Aquellos años de secundaria

Fecha de publicación: 13-ago-2015 6:52:09

Carlos Alberto Gutiérrez Aguilar

El ingreso a la secundaria significó en mi vida dos cambios sustanciales: modificó mi rutina, pues debía asistir a la escuela en un turno de siete horas, y me obligó a cruzar todo Guerrero Negro, ya que el plantel se ubicaba casi a la entrada del poblado y yo vivía en el otro extremo, en la calle Álvaro Obregón.

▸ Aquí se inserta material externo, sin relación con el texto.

PR #1113, opened 2026-07-11
fix(apk): normalize file modes before writing tar headers

### LINKED ISSUE #1112: apk: any `type: tree` entry produces a package apk-tools rejects ("package file format error") - walked dir mode overflows tar octal field
### What happened?

Building an **apk** package with any `contents` entry of `type: tree` produces a package that apk-tools rejects at install time:

```
ERROR: repro-tree-1.0.0: package file format error
```

Tested on Alpine 3.20 (apk-tools 2.14.4). A tree containing a single 6-byte text file is enough to trigger it. The **same file shipped as a plain `src:`/`dst:` entry installs fine**, and deb/rpm/archlinux handle the identical tree entry correctly.

I expected the tree-built apk to install the same as the per-file one.

### Root cause

This is the apk sibling of #1059 (rpm CPIO `c_mode` corruption). #1060 fixed the mode conversion in `rpm/rpm.go` only; the apk path still writes the raw walked mode.

- The tree walk stores Go's `fs.FileMode` — including the type bits — into `FileInfo.Mode` (`files/files.go`), so a walked directory gets `0x800001ED` (`fs.ModeDir | 0755`).
- `apk/apk.go` writes that straight into the tar header for `TypeDir`/`TypeImplicitDir` entries: `Mode: int64(file.FileInfo.Mode)`.
- `0x800001ED` doesn't fit the tar header's 7-digit octal mode field, so Go's `archive/tar` silently switches **that one header** to GNU format with base-256 (binary) numeric encoding. apk-tools only accepts USTAR/PAX headers with octal fields → "package file format error".

Raw header of the walked directory inside the data segment (`repro-tree_1.0.0_x86_64.apk`):

```
name='usr/lib/repro/'  magic=b'ustar  \x00' (GNU)  mode bytes = 80 00 00 00 80 00 01 ed  (base-256 0x800001ED)
```

versus the same directory in the plain-entry package:

```
name='usr/lib/repro/'  magic=b'ustar\x00' '00' (PAX)  mode = 0000755 (octal ASCII)
```

`deb/deb.go` already masks to permission bits (`fm & 0o7777`) — doing the same in `apk/apk.go` (or centrally where the tree walk fills `FileInfo.Mode`, which would also cover `ipk/ipk.go`, flagged in #1059 too) fixes it.

`nfpm-tree.yaml`:

```yaml
name: repro-tree
arch: amd64
platform: linux
version: 1.0.0
maintainer: repro <repro@example.com>
description: minimal tree repro
contents:
  - src: /repro/payload
    dst: /usr/lib/repro
    type: tree
```

Run on `alpine:3.20` (e.g. `docker run --rm -v "$PWD:/repro" alpine:3.20 sh /repro/repro.sh`):

```sh
#!/bin/sh
set -eu
apk add --no-cache curl tar >/dev/null
curl -fsSL https://github.com/goreleaser/nfpm/releases/download/v2.47.0/nfpm_2.47.0_Linux_x86_64.tar.gz \
  | tar -xz -C /usr/local/bin nfpm

mkdir -p /repro/payload /out
printf 'hello\n' > /repro/payload/hello.txt   # 6 bytes

nfpm package -f /repro/nfpm-tree.yaml -p apk -t /out/
apk add --allow-untrusted /out/repro-tree_1.0.0_x86_64.apk
# => ERROR: repro-tree-1.0.0: package file format error
```

Replacing the tree entry with the expanded equivalent installs cleanly:

```yaml
contents:
  - src: /repro/payload/hello.txt
    dst: /usr/lib/repro/hello.txt
```

(That per-file expansion is the workaround I'm shipping with in the meantime.)

### nfpm version

```bash
GitVersion:    2.47.0
GitCommit:     40c7c8f7376400e9464d04a2a099045cf5598f8e
GitTreeState:  false
BuildDate:     2026-06-20T23:17:25Z
BuiltBy:       goreleaser
GoVersion:     go1.26.4
Compiler:      gc
ModuleSum:     h1:0bioJAjWaMPntgDqynP4ze0Wt4zYqYSFJ5/BBy9XIGI=
Platform:      linux/amd64
```

### Search

- [x] I did search for other open and closed issues before opening this. (#805 was the same symptom, fixed in 2.38.0; #1059/#1060 fixed the same mode-bit leak for rpm only.)

### Code of Conduct

### Additional context

apk-tools is the strictest consumer here, but any tar-based packager writing `FileInfo.Mode` unmasked will emit GNU base-256 headers whenever the walked mode exceeds `0o7777777` — for directories that's always, since `fs.ModeDir` is bit 31.

ychampion:
## Summary

- normalize Go `fs.FileMode` values before writing APK tar headers
- preserve configured and Go-encoded setuid, setgid, and sticky bits
- cover walked tree directories and regular-file special modes

## Why

`type: tree` directories carry Go's `ModeDir` flag in `FileInfo.Mode`. Writing that raw value overflows tar's octal mode field, switches the header to GNU/base-256 encoding, and makes apk-tools reject the package.

Fixes #1112

## Validation

- `GOTOOLCHAIN=go1.26.4 go test -race ./... -timeout=5m` - passed
- `GOTOOLCHAIN=go1.26.4 go vet ./...` - passed
- `golangci-lint v2.12.2 run --timeout=5m` - passed
- `DOCKER_BUILDKIT=1 GOTOOLCHAIN=go1.26.4 go test -tags=acceptance -p 1 -race acceptance_test.go -run '^TestCore/apk/amd64/complex$'` - passed
- `apk add --allow-untrusted repro-tree_1.0.0_x86_64.apk` on Alpine 3.20 - failed before with `v2 package format error`; passed after with the payload installed

### DIFF
--- a/apk/apk.go
+++ b/apk/apk.go
@@ -36,6 +36,7 @@ import (
 	"fmt"
 	"hash"
 	"io"
+	"io/fs"
 	"net/mail"
 	"os"
 	"strings"
@@ -419,7 +420,7 @@ func createFilesInsideTarGz(info *nfpm.Info, tw *tar.Writer, sizep *int64) (err 
 		case files.TypeDir, files.TypeImplicitDir:
 			err = tw.WriteHeader(&tar.Header{
 				Name:     file.Destination,
-				Mode:     int64(file.FileInfo.Mode),
+				Mode:     int64(normalizeFileMode(file.FileInfo.Mode)),
 				Typeflag: tar.TypeDir,
 				Uname:    file.FileInfo.Owner,
 				Gname:    file.FileInfo.Group,
@@ -453,9 +454,9 @@ func copyToTarAndDigest(file *files.Content, tw *tar.Writer, sizep *int64) error
 		return err
 	}
 
-	// tar.FileInfoHeader only uses file.Mode().Perm() which masks the mode with
-	// 0o777 which we don't want because we want to be able to set the suid bit.
-	header.Mode = int64(file.Mode())
+	// Preserve Unix special bits without leaking Go's file type flags into the
+	// tar mode field.
+	header.Mode = int64(normalizeFileMode(file.Mode()))
 	header.Name = files.AsRelativePath(file.Destination)
 	header.Uname = file.FileInfo.Owner
 	header.Gname = file.FileInfo.Group
@@ -465,6 +466,20 @@ func copyToTarAndDigest(file *files.Content, tw *tar.Writer, sizep *int64) error
 
 	*sizep += file.Size()
 	return nil
+}
+
+func normalizeFileMode(mode fs.FileMode) fs.FileMode {
+	result := mode & 0o7777
+	if mode&fs.ModeSetuid != 0 {
+		result |= 0o4000
+	}
+	if mode&fs.ModeSetgid != 0 {
+		result |= 0o2000
+	}
+	if mode&fs.ModeSticky != 0 {
+		result |= 0o1000
+	}
+	return result
 }
 
 // reference: https://wiki.adelielinux.org/wiki/APK_internals#.PKGINFO
--- a/apk/apk_test.go
+++ b/apk/apk_test.go
@@ -642,7 +642,7 @@ func TestTreeDirectoryMode(t *testing.T) {
 	sourceInfo, err := os.Stat(source)
 	require.NoError(t, err)
 	require.Equal(t, byte(tar.TypeDir), header.Typeflag)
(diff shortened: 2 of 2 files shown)


caarlos0 (approved):

caarlos0:
thanks for the PR!

windows will need some fixes I think, though

ychampion:
Fixed. The assertion now applies the package umask to the source permissions; the focused test and the full APK package under the race detector both pass.

caarlos0 (approved):

caarlos0:
Thank you!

Los días iniciales (era septiembre de 1977) fueron complicados para mí a causa del horario. Por primera vez tenía que madrugar para alistarme, cada mañana. Alrededor de las 5:20 me llamaba mi mamá. Somnoliento aún me vestía, mientras ella me preparaba el desayuno y un lonche. No podía ir desprotegido a la escuela: hasta entonces acostumbraba comer a las doce, de modo que para el segundo receso largo mi estómago ya protestaba furioso por alimento. Yo sacaba entonces los sándwiches y los jugos Kern’s, y lonchaba en el salón en tanto que mis compañeros jugaban en el patio.

Después de las dos de la tarde regresaba a casa. Mi madre me esperaba ya con la comida calientita. Me parecía extraño sentarme a la mesa a esa hora (los miércoles a oscuras, pues la compañía Exportadora de Sal interrumpía el servicio eléctrico para darles mantenimiento a los transformadores ubicados en los postes callejeros).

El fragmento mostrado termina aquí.